AI Case Study

Fast.AI more accurately classifies text while requiring less training data due to a new natural language processing technique

Fast.AI has introduced a novel method to decrease the amount of language training date needed to effectively classify things by using natural language processing (NLP), while increasing classification accuracy at the same time.

Industry

Technology

Software And It Services

Project Overview

According to fast.ai: "Our goal was to address these two problems: a) deal with NLP problems where we don’t have masses of data and computational resources, and b) make NLP classification easier... we found that if we carefully control how fast our model learns and update the pre-trained model so that it does not forget what it has previously learned, the model can adapt a lot better to a new dataset".

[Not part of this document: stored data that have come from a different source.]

PR #152, opened 2023-04-19
M2-1468 M2-1450 M2-1448

anq83:
M2-1468 [Mobile] Update activity group list every minute
M2-1450 [Mobile] Logout - react query cache clean up
M2-1448 [Mobile] Consider isHidden activities and flows in activity groups list

### DIFF
--- a/src/widgets/activity-group/model/hooks/useTimer.ts
+++ b/src/widgets/activity-group/model/hooks/useTimer.ts
@@ -1,0 +1,24 @@
+import { useCallback, useEffect, useState } from 'react';
+
+import { AppClockTimer } from '@app/shared/lib';
+
+const useTimer = () => {
+  const [, reRender] = useState(false);
+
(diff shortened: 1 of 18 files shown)


src/widgets/activity-group/model/hooks/useTimer.ts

From the arXiv research paper: "We propose Universal Language Model Finetuning (ULMFiT), which pretrains a language model (LM) on a large general-domain corpus and fine-tunes it on the target task using novel techniques. The method is universal in the sense that it meets these practical criteria: 1) It works across tasks varying in document size, number, and label type; 2) it uses a single architecture and training process; 3) it requires no custom feature engineering or preprocessing; and 4) it does not require additional in-domain documents or labels".

Reported Results

The method as described in the arXiv paper "significantly outperforms the state-of-the-art on six text classification tasks, reducing the error by 18-24% on the majority of datasets. Furthermore, with only 100 labeled examples, it matches the performance of training from scratch on 100x more data."

Technology

Natural language processing using transfer learning on an AWD-LSTM language model (supervised and semi-supervised learning)

Function

R And D

Core Research And Development

Background

From fast.ai: "NLP is used in a wide variety of applications, such as search, personal assistants, summarization, etc. Overall, NLP is challenging as the strict rules we use when writing computer code are a poor fit for the nuance and flexibility of language. A common feature of successful NLP tasks is that large amounts of labeled data are available for training a model. However, until now such applications were limited to those institutions that were able to collect and label huge datasets and had the computational resources to process them on a cluster of computers for a long time. One particular area that is still challenging with deep learning for NLP, curiously enough, is the exact area where it’s been most successful in computer vision: classification. This refers to any problem where your goal is to categorize things (such as images, or documents) into groups (such as images of cats vs dogs, or reviews that are positive vs negative, and so forth)."

Benefits

Data

Training set of 100 labeled examples and about 50,000 unlabeled examples; Wikitext 103 dataset, which contains a pre-processed large subset of English Wikipedia. From the arXiv paper: "For sentiment analysis, we evaluate our approach on the binary movie review IMDb dataset and on the binary and five-class version of the Yelp review dataset. For question classification six-class version of the small TREC dataset dataset of open-domain, fact-based questions divided into broad semantic categories. For topic classification, we evaluate on the large-scale AG news and DBpedia ontology datasets."